Section 3 introduces the two basic algorithms needed to propose the DSLABC algorithm: ABC and
Q-learning algorithms.
Section 4 introduces the flow and specific settings of the DSLABC algorithm.
Section 5 verifies the effectiveness and practicability of the DSLABC algorithm.
Section 6 is the conclusion of this paper.
6. Conclusions
Given the frequent insertion of new jobs in flexible job-shops, this paper determines the specific method of job-shop rescheduling and verifies it by experiments. First, a dynamic scheduling model is proposed. By comparing the insertion time and the beginning time of each operation in the original scheduling scheme, the operations that need to be rescheduled are screened out, and the coding method between the operations and the machines is designed. Second, the DSLABC algorithm for dynamic scheduling is proposed, which realizes the combination of the ABC and the Q-learning algorithms. The specific equations for the state, reward, and action selection strategy are designed. Through the Q value table, the algorithm selects appropriate action according to the specific state of the population during each iteration, which improves the convergence accuracy and stability of the algorithm. Finally, by comparing 11 algorithms to solve the Brandimarte instances, it is verified that the SLABC algorithm (i.e., DSLABC) has good convergence accuracy and stability. Through the dynamic scheduling of specific examples, the effectiveness of the DSLABC algorithm in solving dynamic problems is verified, and a new method with high precision is provided for the current dynamic scheduling of flexible job-shops.
The novelties of this paper are: 1. Since the update dimension of the ABC algorithm cannot be adjusted dynamically, this paper realizes that the ABC algorithm can obtain a suitable update dimension in each iteration through the Q-learning algorithm, which improves the convergence accuracy of the ABC algorithm. 2. In view of the situation that the real flexible job-shop faces the insertion of new jobs, this paper reschedules the new job and the operations that have not started processing to generate a new scheduling scheme.

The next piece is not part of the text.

PR #1762, opened 2015-02-03
[Bug 14483] Unlock image bitmap to prevent a crash when setting alphaDat...

livecodepanos:
...a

The proposed DSLABC algorithm realizes the dynamic scheduling of flexible job-shop, and the effectiveness and advantages of the DSLABC algorithm are proved by experiments.
The next research plan is as follows: 1. Research on dynamic scheduling with multi jobs and multiperiod insertion to further improve the application scope and field of the DSLABC algorithm. 2. Research on scheduling problems with multiple objective, such as priority and energy consumption. 3. Research on algorithm verification on platforms such as Python. 4. Apply the algorithm to the actual flexible job-shop to verify its actual application performance.